# What to produce
Reproduce word for word, from the entries below, the line with "<b>Jenkins run fdb</b>", the line with "-116,6 +116,7 @@", and every line between them, and nothing more.

··· Available records

PR #1782, opened 2020-10-18
[JBPM-9434] REST endpoint authetication fails if Authorization header…

abhijithumbe:
… has == in encoded key in REST WIH

**JIRA**: _(https://issues.redhat.com/browse/JBPM-9434)_

### DIFF
--- a/jbpm-workitems/jbpm-workitems-rest/src/main/java/org/jbpm/process/workitem/rest/RESTWorkItemHandler.java
+++ b/jbpm-workitems/jbpm-workitems-rest/src/main/java/org/jbpm/process/workitem/rest/RESTWorkItemHandler.java
@@ -111,7 +111,7 @@ import org.apache.http.conn.routing.HttpRoutePlanner;
  * <li>ResultClass - fully qualified class name of the class that response should be transformed to,
  * if not given string format will be returned</li>
  * <li>AcceptHeader - accept header value</li>
- * <li>Headers - additional HTTP Headers in format: header1:val1;header2:val2</li>
+ * <li>Headers - additional HTTP Headers in format: header1=val1;header2=val2</li>
  * </ul>
  */
 
@@ -905,7 +905,7 @@ public class RESTWorkItemHandler extends AbstractLogOrThrowWorkItemHandler imple
     protected void addCustomHeaders(String headers,
             BiConsumer<String, String> consumer) {
         for(String h : headers.split(";")) {
-             String[] headerParts = h.split(":");
+             String[] headerParts = h.split("=",2);
              if(headerParts.length == 2) {
                  consumer.accept(headerParts[0], headerParts[1]);
              } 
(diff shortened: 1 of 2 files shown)


jbpm-workitems/jbpm-workitems-rest/src/main/java/org/jbpm/process/workitem/rest/RESTWorkItemHandler.java
```diff
@@ -905,7 +905,7 @@ protected void addAcceptHeader(HttpRequestBase theMethod,
     protected void addCustomHeaders(String headers,
             BiConsumer<String, String> consumer) {
         for(String h : headers.split(";")) {
-             String[] headerParts = h.split("=");
+             String[] headerParts = h.split(":");
```
gmunozfe, line 908: We can keep previous separator, but forcing the length of the resulting array, just to split with the first separator:
```suggestion
             String[] headerParts = h.split("=", 2);
```

jbpm-workitems/jbpm-workitems-rest/src/test/java/org/jbpm/process/workitem/rest/RestWorkItemHandlerTest.java
```diff
@@ -1069,7 +1069,29 @@ public void testHeadersSingleValue() {
...
+        workItem.setParameter("Method",
+                              "GET");
+        workItem.setParameter(PARAM_HEADERS, headers);
+        
+        WorkItemManager manager = new TestWorkItemManager();
+        handler.executeWorkItem(workItem,
+                                manager);
+        Map<String, Object> results = ((TestWorkItemManager) manager).getResults(workItem.getId());
+        String result = (String) results.get(PARAM_RESULT);
+        assertEquals(result, headerValue);
```
gmunozfe, line 1086: It should be the other way around (expected, current):
```suggestion
        assertEquals(headerValue, result);
```

gmunozfe (changes requested):
hi @abhijithumbe, thanks for pointing this out.
If the issue is because the separator appears more than one time, and only the first one is relevant, I think we could use the `split("=", 2) ` to get just 2 elements as expected. Therefore, we don't break backward compatibility, by using the same separator, wdyt?
You can keep the test that you have added, just one comment there

jbpm-workitems/jbpm-workitems-rest/src/main/java/org/jbpm/process/workitem/rest/RESTWorkItemHandler.java
abhijithumbe: @gmunozfe Thank you for pointing it out. I should have thought about backward compatibility.

jbpm-workitems/jbpm-workitems-rest/src/test/java/org/jbpm/process/workitem/rest/RestWorkItemHandlerTest.java
abhijithumbe: @gmunozfe Made suggested changes in this test case and in other test cases as well.

gmunozfe (approved):
Looks good to me, well done @abhijithumbe !

abhijithumbe:
hi @kiegroup/gatekeepers, could you merge?

gmunozfe:
@kiegroup/gatekeepers could you merge please?

mareknovotny:
jenkins retest this please

abhijithumbe:
@mareknovotny can this PR be merged or need any modification ?

PR #1786, opened 2020-10-26
[JBPM-9447] No session found for context in case SLA on user task is violated

elguardian:
Jira:
https://issues.redhat.com/browse/JBPM-9447


sutaakar (approved):
Looks good. Works as expected.
No exceptions are thrown, WebLogic tests pass.

PR #1794, opened 2020-11-04
[JBPM-4957] Kafka Event Emitter should reuse the same Producer

fjtirado:
**JIRA**

[JBPM-9457](https://issues.redhat.com/browse/JBPM-9457)

Using one producer to publish all kafka events. 
Since the events are published at the end of transaction there is no chance for the appearance of "ghost events"
The main caveat againts the previous implementation is that there exist a minimal chance (if Kafka broker goes down or out of reach during publishing of events) that not all events associate to the transaction are published if Kafka is avaialble (normally there is only one event associated to the transaction, so 99% of the cases this error scenario is equivalent to the transacted one, where the options were none vs all published).

### DIFF
--- a/jbpm-event-emitters/jbpm-event-emitters-kafka/src/main/java/org/jbpm/event/emitters/kafka/KafkaEventEmitter.java
+++ b/jbpm-event-emitters/jbpm-event-emitters-kafka/src/main/java/org/jbpm/event/emitters/kafka/KafkaEventEmitter.java
@@ -15,12 +15,10 @@
  */
 package org.jbpm.event.emitters.kafka;
 
-import java.io.IOException;
 import java.text.SimpleDateFormat;
 import java.util.Collection;
 import java.util.HashMap;
 import java.util.Map;
-import java.util.UUID;
 
 import com.fasterxml.jackson.databind.MapperFeature;
 import com.fasterxml.jackson.databind.ObjectMapper;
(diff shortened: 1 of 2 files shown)


gmunozfe (approved):
Looks good to me, wonderful work @fjtirado !

jbpm-event-emitters/jbpm-event-emitters-kafka/src/main/java/org/jbpm/event/emitters/kafka/KafkaEventEmitter.java
```diff
@@ -110,55 +112,40 @@ public void deliver(Collection<InstanceView<?>> data) {
                 producer.send(new ProducerRecord<>(getTopic(topic), mapper.writeValueAsBytes(
```
elguardian, line 112: you need to add a callback here to know if the message was delivered or not.

https://kafka.apache.org/10/javadoc/org/apache/kafka/clients/producer/KafkaProducer.html#send-org.apache.kafka.clients.producer.ProducerRecord-org.apache.kafka.clients.producer.Callback-

in case the callback is a exception the data needs to be logged entirely

elguardian (changes requested):

elguardian:
overall looks ok. just need a log in case the delivery fails.

jbpm-event-emitters/jbpm-event-emitters-kafka/src/main/java/org/jbpm/event/emitters/kafka/KafkaEventEmitter.java
fjtirado: Thanks for pointing it out, done

elguardian (approved):

PR #1805, opened 2020-11-16
JBPM-9469 - Task inputs are not updated in TaskVariableImpl table aft…

MarianMacik:
…er the task is updated

[JBPM-9469](https://issues.redhat.com/browse/JBPM-9469)

Currently supports addition of the new inputs. If the input is overwritten, it adds another record to the table currently. For deletion of the old/updated inputs it would take more effort as the deletion of the old inputs in TaskVariableImpl was removed to have good performance when adding a new task [1]. In short, at that time it was considered that task inputs are not changeable. But since we already have the `UpdateTaskCommand` available as a public API, this fix at least allows proper addition of the input, so better than not reflecting changes at all I think. But your call guys, I am OK with closing this if we decide we either want all or nothing to be reflected in the TaskVariableImpl table in case the inputs are updated.

[1] https://bugzilla.redhat.com/show_bug.cgi?id=1322398

<details>
<summary>
How to retest this PR or trigger a specific build:
</summary>

* <b>a pull request</b> please add comment: <b>Jenkins retest this</b>
 
* <b>a full downstream build</b> please add comment: <b>Jenkins run fdb</b>
  
* <b>a compile downstream build</b> please  add comment: <b>Jenkins run cdb</b>

* <b>a full production downstream build</b> please add comment: <b>Jenkins execute product fdb</b>

* <b>an upstream build</b> please add comment: <b>Jenkins run upstream</b>
</details>

### DIFF
--- a/jbpm-services/jbpm-kie-services/src/main/java/org/jbpm/kie/services/impl/admin/commands/UpdateTaskCommand.java
+++ b/jbpm-services/jbpm-kie-services/src/main/java/org/jbpm/kie/services/impl/admin/commands/UpdateTaskCommand.java
@@ -116,6 +116,7 @@ public class UpdateTaskCommand extends UserGroupCallbackTaskCommand<Void> {
                 persistenceContext.persistContent(inputContent);
             }
             ((InternalTaskData)task.getTaskData()).setTaskInputVariables(mergedContent);
+            taskEventSupport.fireAfterTaskInputVariablesChanged(task, context, inputs);
         }
         
         if (outputs != null) {
--- a/jbpm-services/jbpm-kie-services/src/test/java/org/jbpm/kie/services/test/UserTaskServiceImplTest.java
+++ b/jbpm-services/jbpm-kie-services/src/test/java/org/jbpm/kie/services/test/UserTaskServiceImplTest.java
@@ -24,6 +24,7 @@ import java.util.Date;
 import java.util.HashMap;
 import java.util.List;
 import java.util.Map;
+import java.util.stream.Collectors;
 
 import org.drools.compiler.kie.builder.impl.InternalKieModule;
 import org.drools.core.util.StringUtils;
@@ -34,6 +35,9 @@ import org.jbpm.services.api.ProcessInstanceNotFoundException;
 import org.jbpm.services.api.TaskNotFoundException;
 import org.jbpm.services.api.model.DeploymentUnit;
 import org.jbpm.services.api.model.UserTaskInstanceDesc;
+import org.jbpm.services.task.HumanTaskServiceFactory;
+import org.jbpm.services.task.audit.TaskAuditServiceFactory;
+import org.jbpm.services.task.audit.service.TaskAuditService;
 import org.jbpm.services.task.commands.GetTaskCommand;
 import org.jbpm.services.task.exception.PermissionDeniedException;
 import org.junit.After;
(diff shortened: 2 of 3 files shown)


elguardian:
@MarianMacik failure related.

elguardian (changes requested):
null pointer. requires assesment

afalhambra (commented):
Very good job @MarianMacik . Thanks for this! 
Just only two comments:

- Shouldn't we add (or modify) a test to update an input task variable twice? so we make sure it gets updated properly? - wdyt?
- The only other issue that comes to my mind is about any potential performance downgrade when it comes to using the new api for advanced queries (only when updating input task vars). Though... at the same time, performance wise should now be consistent with output task variables use

MarianMacik:
>     * Shouldn't we add (or modify) a test to update an input task variable twice? so we make sure it gets updated properly? - wdyt?
As I said in the description, in case an already-existing input is overwritten (updated twice), there will be another task variable impl record in the table, I guess we may consider enhancing it in a separate PR after we test any possible performance degradation caused by one more delete query (as the same piece of code is used when the task is added for example, that would impact pretty much all operations then).

>     * The only other issue that comes to my mind is about any potential performance downgrade when it comes to using the new api for advanced queries (only when updating input task vars). Though... at the same time, performance wise should now be consistent with output task variables use
My understanding was that it was a bug as newly-added inputs or overwritten inputs weren't even queried as they were not visible in the database. So in that case it was a bug I would say.

MarianMacik:
Jenkins retest this

afalhambra:
> > ```
> > * Shouldn't we add (or modify) a test to update an input task variable twice? so we make sure it gets updated properly? - wdyt?
> > ```
> 
> As I said in the description, in case an already-existing input is overwritten (updated twice), there will be another task variable impl record in the table, I guess we may consider enhancing it in a separate PR after we test any possible performance degradation caused by one more delete query (as the same piece of code is used when the task is added for example, that would impact pretty much all operations then).
> 

Regardless of performance, for this particular PR, I was more thinking about a particular test case for updating the input variable twice and afterwards fetching the input tasks and making sure the value retrieved is the latest one - I believe this scenario is not covered in any of the tests? or am I wrong?

MarianMacik:
So you meant to update the input twice and just check it is overwritten when `userTaskService.getTaskInputContentByTaskId(taskId);` is called? I can do that though it works as inputs are map-based and new inputs are just added there via put. Though as I said, in task variable impl table there will be both the previous and the current value present.

MarianMacik:
@afalhambra It is green now. Do you want me to add another test case? But I personally don't see the benefit of it.

afalhambra (approved):
Sorry @MarianMacik, I didn't notice that even new input task vars were not being taken into account at first place, that's why I was asking. 
Looks very great to me! thanks @MarianMacik!

MarianMacik:
> Sorry @MarianMacik, I didn't notice that even new input task vars were not being taken into account at first place, that's why I was asking.

New are taken into account, so if you add a new input task A with value "a" it will be shown. When you then update the task with the same input A with value "b", it will be added (and not overwritten) in the task variable impl table. So you will be able to query the task based on the new and old value ("a" and "b"). To fix that, we would have to run delete query first, which was there, but was removed because of perf issues - as that query in the listener would have to be run also when the task is created for example. That's why I chose to make a compromise, so you are now able to add new inputs and query tasks based on them. If you, however, overwrite it, the old value is still available, because delete wasn't called. I may try to improve it next sprint if I have time.

afalhambra:
Yes, it's pretty cleared now, thanks! - it might have some impact in the perf (specially when querying), but we can deal with it later on. I will be running some perf test to see.

elguardian:
This makes sense to me as allow the system to be consistent in database. otherwise you would see "magic changes" in the  database without any audit.
We cannot sacrifice correctness over speed. And in this case the command is not that widely use.

elguardian (approved):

······

# Result for this exercise
* <b>a full downstream build</b> please add comment: <b>Jenkins run fdb</b>
  
* <b>a compile downstream build</b> please  add comment: <b>Jenkins run cdb</b>

* <b>a full production downstream build</b> please add comment: <b>Jenkins execute product fdb</b>

* <b>an upstream build</b> please add comment: <b>Jenkins run upstream</b>
</details>

### DIFF
--- a/jbpm-services/jbpm-kie-services/src/main/java/org/jbpm/kie/services/impl/admin/commands/UpdateTaskCommand.java
+++ b/jbpm-services/jbpm-kie-services/src/main/java/org/jbpm/kie/services/impl/admin/commands/UpdateTaskCommand.java
@@ -116,6 +116,7 @@ public class UpdateTaskCommand extends UserGroupCallbackTaskCommand<Void> {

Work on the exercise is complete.